Instructions to follow
Working through the entries below, find how many lines include "Hatchback", then write only that number.

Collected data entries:

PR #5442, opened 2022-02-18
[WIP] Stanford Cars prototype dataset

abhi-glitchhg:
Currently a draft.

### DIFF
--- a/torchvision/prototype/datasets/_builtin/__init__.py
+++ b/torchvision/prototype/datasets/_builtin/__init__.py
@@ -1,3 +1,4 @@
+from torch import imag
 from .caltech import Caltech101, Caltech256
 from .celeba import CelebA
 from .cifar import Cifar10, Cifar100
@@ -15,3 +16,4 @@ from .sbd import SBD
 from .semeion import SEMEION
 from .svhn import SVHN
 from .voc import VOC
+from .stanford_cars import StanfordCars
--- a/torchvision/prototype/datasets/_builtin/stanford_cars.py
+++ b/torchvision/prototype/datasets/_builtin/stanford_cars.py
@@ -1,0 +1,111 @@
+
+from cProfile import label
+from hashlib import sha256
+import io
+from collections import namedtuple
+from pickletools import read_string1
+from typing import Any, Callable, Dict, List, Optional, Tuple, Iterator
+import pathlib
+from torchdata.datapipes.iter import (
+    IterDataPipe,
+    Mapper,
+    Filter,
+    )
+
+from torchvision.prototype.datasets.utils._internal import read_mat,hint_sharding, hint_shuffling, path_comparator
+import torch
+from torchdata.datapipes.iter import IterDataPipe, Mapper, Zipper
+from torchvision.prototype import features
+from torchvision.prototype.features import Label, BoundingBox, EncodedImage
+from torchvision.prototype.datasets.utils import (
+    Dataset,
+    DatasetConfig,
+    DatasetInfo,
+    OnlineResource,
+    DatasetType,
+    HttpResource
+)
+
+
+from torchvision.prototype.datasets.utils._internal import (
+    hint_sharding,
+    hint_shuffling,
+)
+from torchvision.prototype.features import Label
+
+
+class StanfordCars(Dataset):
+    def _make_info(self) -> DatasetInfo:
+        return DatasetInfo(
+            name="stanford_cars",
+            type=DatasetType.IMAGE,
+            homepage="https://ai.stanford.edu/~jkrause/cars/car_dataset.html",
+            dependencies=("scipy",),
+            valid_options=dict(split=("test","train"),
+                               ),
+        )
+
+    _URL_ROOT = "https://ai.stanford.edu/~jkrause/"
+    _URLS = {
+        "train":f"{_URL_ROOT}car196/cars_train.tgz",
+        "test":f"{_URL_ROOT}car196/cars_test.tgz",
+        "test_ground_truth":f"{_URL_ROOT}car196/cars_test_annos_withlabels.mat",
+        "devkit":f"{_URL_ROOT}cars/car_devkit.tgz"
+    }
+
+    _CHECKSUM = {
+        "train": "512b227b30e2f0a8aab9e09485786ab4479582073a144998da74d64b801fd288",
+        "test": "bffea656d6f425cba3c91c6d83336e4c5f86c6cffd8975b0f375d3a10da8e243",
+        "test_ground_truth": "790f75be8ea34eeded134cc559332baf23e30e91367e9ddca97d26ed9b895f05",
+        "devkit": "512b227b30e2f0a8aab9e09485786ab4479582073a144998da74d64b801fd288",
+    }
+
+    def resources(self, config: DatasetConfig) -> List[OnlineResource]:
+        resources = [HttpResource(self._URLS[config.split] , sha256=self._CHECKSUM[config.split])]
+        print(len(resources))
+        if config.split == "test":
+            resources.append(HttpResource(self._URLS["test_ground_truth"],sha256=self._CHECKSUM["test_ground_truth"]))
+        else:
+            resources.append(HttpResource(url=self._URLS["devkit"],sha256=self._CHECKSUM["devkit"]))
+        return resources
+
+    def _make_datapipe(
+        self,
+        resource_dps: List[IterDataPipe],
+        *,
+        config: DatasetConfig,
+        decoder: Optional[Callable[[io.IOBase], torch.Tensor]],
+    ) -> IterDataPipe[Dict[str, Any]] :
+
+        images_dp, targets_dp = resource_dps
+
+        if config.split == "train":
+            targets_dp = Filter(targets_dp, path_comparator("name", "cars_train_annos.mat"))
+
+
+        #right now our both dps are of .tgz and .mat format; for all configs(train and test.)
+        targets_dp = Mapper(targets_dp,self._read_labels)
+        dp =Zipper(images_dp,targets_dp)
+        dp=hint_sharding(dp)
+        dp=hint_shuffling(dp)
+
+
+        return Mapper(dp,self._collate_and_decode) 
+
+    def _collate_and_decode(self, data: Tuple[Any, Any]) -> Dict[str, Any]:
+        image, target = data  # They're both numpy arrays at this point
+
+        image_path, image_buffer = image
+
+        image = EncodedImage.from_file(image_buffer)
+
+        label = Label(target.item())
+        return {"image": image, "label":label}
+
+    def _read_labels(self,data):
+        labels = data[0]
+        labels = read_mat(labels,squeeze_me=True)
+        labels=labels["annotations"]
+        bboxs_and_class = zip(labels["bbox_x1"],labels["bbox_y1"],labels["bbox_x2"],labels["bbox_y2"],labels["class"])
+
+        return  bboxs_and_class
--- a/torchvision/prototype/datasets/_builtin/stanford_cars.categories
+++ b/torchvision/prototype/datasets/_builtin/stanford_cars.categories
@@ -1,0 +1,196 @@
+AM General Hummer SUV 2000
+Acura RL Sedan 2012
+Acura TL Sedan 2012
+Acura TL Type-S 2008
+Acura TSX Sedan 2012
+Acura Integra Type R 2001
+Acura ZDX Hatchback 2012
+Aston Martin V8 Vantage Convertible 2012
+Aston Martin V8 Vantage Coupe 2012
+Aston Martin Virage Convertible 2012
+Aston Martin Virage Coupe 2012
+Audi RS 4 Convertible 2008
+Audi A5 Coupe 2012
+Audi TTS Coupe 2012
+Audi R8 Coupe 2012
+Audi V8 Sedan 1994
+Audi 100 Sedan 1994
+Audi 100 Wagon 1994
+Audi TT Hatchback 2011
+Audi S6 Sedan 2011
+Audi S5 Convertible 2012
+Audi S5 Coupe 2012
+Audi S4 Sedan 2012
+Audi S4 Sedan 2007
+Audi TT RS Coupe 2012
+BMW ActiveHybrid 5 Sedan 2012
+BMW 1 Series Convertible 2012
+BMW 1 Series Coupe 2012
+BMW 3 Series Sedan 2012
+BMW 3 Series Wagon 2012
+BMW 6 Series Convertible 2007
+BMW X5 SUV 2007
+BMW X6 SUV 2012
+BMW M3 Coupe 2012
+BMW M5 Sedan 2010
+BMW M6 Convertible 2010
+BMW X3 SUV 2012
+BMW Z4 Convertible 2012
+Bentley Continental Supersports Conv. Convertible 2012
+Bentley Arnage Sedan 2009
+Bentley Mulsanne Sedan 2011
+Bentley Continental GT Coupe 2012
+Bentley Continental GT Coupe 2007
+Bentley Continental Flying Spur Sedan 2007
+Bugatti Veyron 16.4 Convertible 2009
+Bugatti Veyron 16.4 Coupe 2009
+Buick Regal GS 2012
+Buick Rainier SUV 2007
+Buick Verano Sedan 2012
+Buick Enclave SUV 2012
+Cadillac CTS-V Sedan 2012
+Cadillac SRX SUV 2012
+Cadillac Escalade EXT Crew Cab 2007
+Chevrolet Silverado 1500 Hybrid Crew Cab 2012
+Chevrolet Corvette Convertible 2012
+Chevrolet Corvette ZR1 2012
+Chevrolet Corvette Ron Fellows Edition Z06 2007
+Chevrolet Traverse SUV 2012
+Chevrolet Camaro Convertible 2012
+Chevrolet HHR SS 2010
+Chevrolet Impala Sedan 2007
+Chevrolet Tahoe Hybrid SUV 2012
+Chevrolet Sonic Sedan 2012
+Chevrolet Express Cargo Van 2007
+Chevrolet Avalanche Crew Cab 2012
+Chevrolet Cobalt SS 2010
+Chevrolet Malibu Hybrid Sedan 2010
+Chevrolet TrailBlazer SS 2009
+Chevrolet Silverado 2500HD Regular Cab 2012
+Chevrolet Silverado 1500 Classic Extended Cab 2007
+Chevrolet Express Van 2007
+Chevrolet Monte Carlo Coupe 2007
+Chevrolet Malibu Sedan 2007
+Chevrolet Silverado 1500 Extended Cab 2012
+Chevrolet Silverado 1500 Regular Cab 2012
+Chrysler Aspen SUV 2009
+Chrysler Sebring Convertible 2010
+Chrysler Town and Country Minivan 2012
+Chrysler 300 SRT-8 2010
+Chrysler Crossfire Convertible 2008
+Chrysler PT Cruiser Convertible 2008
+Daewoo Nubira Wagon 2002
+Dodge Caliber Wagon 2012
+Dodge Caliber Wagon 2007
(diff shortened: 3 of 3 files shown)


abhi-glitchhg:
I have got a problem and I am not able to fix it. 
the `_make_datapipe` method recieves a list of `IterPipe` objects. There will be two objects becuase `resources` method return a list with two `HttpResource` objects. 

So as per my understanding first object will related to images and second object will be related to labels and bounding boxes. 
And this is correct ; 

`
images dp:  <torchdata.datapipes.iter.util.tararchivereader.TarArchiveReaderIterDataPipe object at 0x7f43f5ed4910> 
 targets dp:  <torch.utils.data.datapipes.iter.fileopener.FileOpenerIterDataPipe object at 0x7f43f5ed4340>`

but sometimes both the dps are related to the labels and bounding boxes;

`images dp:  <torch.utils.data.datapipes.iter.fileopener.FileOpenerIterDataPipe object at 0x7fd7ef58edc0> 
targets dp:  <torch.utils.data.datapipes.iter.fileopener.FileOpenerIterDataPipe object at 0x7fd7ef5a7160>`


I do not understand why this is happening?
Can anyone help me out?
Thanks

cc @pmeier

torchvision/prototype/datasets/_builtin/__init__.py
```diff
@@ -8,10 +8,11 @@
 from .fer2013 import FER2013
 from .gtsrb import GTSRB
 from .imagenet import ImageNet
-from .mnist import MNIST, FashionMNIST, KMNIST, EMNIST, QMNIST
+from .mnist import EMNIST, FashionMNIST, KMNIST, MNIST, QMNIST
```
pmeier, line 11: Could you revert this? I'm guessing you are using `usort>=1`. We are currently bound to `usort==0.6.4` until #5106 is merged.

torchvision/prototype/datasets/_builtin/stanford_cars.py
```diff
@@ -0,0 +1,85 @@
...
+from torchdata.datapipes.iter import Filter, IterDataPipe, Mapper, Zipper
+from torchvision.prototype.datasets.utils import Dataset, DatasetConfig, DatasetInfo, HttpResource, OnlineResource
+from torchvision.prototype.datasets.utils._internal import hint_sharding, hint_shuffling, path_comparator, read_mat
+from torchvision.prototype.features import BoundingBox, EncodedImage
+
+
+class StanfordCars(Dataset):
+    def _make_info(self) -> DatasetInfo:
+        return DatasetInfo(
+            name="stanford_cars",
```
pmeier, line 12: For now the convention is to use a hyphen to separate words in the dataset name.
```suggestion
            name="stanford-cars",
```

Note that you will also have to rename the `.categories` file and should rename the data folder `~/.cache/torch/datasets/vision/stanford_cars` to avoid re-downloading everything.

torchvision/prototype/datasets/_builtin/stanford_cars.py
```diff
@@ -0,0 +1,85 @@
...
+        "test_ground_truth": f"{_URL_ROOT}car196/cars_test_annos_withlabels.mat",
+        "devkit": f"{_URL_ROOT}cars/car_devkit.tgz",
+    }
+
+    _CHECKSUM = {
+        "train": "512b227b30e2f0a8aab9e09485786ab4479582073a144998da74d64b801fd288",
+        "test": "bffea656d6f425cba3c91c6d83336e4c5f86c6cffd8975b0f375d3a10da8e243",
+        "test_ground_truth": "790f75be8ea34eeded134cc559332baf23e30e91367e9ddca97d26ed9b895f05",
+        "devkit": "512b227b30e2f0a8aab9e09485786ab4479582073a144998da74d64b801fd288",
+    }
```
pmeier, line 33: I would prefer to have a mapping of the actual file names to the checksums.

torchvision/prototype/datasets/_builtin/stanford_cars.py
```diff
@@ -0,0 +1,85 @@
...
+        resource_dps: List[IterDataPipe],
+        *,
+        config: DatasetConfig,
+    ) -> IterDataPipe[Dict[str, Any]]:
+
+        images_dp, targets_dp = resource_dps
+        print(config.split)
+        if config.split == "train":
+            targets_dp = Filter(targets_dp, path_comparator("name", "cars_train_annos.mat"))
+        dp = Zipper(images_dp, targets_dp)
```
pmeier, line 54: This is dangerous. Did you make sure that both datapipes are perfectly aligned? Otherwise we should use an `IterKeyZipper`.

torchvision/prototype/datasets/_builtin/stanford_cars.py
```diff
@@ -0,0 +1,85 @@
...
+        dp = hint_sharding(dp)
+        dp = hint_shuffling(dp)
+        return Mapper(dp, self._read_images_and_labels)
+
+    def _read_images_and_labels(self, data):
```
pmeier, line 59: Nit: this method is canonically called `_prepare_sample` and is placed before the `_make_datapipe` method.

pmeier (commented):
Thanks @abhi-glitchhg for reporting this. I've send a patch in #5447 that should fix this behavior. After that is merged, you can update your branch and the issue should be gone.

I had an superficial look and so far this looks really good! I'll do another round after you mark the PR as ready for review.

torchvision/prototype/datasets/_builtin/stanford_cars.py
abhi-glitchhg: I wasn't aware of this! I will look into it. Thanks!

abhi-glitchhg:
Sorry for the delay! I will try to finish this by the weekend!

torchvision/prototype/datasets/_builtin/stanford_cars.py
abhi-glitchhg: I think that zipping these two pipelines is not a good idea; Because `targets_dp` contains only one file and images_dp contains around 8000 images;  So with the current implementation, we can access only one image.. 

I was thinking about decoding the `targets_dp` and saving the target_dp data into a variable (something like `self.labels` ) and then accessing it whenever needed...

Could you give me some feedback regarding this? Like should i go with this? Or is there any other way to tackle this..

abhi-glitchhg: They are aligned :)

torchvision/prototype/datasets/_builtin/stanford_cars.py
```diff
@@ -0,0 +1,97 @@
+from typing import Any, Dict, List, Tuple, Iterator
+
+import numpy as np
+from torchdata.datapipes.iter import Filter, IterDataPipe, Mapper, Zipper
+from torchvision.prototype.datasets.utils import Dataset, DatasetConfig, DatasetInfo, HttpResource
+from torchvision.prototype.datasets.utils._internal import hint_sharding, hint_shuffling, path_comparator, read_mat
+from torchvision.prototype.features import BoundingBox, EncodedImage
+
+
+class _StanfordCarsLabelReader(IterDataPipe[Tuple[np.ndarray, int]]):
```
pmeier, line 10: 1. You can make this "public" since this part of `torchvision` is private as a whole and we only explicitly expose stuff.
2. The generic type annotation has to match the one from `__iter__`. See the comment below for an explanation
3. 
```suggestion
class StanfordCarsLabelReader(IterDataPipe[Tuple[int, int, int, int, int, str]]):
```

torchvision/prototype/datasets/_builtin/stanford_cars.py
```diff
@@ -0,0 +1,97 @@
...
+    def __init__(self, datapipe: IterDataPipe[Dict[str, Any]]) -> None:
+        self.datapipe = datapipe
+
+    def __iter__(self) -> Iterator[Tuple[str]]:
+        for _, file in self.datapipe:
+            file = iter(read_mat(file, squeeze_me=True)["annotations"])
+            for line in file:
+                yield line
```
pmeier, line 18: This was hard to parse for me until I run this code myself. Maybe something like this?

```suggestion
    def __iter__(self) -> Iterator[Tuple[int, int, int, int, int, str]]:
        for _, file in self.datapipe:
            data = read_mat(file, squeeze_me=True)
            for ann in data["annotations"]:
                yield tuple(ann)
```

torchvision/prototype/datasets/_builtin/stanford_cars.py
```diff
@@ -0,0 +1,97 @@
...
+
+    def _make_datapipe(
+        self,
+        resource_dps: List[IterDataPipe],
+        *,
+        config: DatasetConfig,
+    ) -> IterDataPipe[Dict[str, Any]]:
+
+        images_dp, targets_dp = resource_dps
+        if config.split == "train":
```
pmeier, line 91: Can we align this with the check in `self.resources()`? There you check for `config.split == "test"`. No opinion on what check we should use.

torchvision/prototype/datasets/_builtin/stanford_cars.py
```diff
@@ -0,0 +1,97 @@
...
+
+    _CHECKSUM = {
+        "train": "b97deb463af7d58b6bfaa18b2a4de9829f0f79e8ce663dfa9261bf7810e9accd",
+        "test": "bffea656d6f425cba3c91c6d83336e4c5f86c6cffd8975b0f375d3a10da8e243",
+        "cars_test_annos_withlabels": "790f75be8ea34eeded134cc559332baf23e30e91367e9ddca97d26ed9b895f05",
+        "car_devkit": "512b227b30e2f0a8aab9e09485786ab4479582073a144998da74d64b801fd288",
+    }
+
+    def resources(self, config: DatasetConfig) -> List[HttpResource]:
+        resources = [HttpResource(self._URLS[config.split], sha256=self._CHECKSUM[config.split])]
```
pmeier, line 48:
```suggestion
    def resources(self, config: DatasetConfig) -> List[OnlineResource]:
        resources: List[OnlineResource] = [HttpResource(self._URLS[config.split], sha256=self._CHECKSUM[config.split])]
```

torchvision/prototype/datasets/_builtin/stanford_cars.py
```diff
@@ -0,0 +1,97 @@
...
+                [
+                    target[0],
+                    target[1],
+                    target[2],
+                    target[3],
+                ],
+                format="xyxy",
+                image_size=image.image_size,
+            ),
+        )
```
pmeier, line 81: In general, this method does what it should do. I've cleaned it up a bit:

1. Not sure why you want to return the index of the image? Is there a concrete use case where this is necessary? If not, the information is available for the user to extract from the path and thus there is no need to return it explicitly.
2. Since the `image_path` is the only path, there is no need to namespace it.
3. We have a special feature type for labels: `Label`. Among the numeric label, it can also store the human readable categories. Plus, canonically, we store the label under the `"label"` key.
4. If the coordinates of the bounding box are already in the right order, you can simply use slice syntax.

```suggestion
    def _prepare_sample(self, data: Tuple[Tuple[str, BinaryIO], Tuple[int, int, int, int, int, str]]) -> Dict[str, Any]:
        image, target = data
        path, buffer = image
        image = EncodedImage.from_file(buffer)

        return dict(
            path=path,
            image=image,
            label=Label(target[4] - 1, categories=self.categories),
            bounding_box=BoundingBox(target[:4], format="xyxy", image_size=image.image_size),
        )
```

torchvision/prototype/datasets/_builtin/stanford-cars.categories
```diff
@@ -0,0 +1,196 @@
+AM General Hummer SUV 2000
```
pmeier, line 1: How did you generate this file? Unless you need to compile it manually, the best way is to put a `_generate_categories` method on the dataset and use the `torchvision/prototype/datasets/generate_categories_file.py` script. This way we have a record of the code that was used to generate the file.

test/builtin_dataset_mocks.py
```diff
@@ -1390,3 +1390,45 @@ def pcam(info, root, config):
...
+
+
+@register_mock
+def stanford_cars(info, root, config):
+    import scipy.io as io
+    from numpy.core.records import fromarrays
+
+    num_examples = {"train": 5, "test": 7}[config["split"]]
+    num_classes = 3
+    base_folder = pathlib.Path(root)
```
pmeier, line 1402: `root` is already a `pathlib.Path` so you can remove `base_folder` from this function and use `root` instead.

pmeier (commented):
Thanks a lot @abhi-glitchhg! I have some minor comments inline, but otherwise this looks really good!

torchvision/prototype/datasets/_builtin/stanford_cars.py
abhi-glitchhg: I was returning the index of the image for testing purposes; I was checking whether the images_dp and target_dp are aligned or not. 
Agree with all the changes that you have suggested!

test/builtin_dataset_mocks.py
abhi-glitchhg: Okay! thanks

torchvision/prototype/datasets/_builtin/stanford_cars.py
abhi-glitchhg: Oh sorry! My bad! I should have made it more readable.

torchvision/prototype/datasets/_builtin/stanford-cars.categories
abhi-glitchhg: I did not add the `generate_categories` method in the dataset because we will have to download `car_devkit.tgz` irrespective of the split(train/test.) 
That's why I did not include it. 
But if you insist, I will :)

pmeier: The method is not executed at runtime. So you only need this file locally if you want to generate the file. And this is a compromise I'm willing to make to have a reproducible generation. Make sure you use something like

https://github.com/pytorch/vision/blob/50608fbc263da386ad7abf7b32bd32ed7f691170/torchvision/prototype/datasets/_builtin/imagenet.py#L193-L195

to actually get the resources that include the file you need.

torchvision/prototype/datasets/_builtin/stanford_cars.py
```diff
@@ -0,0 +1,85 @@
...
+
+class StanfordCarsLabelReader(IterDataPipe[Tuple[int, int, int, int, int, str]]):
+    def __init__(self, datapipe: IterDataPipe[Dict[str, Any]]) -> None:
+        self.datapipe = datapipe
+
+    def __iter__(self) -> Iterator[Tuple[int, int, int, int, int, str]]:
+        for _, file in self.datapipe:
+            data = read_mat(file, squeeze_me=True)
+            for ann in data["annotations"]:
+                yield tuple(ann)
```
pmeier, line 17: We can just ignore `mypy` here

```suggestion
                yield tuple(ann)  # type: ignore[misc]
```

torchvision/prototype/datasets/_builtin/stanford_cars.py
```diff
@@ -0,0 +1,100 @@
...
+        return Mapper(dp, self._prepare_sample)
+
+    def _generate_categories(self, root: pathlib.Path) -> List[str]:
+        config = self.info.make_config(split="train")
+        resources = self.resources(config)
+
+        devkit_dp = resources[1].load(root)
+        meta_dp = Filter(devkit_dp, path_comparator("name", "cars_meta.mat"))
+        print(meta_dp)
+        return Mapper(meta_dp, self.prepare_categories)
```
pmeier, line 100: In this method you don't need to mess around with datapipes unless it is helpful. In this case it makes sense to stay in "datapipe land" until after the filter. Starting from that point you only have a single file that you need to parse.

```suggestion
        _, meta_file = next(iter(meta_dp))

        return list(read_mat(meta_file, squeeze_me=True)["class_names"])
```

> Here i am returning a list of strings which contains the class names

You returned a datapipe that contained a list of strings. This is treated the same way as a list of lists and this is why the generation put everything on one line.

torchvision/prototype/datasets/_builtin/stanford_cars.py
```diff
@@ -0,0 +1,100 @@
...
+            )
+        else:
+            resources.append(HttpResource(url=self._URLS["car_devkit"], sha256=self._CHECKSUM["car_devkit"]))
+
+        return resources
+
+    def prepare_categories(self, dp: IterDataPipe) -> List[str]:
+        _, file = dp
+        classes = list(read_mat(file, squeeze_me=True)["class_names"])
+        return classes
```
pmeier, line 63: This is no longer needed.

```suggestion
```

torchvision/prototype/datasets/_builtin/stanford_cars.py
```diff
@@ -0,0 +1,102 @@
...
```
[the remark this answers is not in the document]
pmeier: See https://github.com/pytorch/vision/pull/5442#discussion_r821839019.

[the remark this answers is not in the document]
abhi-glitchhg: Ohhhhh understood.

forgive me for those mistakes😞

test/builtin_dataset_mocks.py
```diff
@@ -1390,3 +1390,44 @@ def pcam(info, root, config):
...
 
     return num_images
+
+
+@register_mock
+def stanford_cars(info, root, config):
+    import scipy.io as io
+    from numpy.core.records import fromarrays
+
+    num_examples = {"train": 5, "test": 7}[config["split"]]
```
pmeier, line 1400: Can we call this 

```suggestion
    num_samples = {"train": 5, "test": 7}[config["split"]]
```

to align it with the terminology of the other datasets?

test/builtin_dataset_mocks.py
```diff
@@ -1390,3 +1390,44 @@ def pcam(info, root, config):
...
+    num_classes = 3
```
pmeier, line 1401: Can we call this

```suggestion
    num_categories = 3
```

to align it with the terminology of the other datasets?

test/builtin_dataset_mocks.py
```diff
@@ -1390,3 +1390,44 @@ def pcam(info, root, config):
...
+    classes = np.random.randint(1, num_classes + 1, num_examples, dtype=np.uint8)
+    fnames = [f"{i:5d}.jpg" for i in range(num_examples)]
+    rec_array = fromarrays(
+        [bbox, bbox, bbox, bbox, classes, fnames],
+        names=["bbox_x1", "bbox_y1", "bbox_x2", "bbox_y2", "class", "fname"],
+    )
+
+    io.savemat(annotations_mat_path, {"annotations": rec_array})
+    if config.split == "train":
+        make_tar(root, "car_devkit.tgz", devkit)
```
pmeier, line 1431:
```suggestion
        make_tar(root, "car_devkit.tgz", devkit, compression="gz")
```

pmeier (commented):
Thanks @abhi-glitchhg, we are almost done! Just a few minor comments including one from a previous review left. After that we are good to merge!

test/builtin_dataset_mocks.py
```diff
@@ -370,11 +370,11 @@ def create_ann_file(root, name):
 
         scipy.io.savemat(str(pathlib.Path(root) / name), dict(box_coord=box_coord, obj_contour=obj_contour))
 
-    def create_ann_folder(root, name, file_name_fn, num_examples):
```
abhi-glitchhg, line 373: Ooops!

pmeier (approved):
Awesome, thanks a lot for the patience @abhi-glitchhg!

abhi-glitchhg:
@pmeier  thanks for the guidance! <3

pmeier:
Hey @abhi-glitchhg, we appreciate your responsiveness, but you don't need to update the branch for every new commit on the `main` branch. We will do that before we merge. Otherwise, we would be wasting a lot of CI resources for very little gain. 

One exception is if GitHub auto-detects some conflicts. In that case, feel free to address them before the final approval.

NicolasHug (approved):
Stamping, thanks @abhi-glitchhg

Task result
2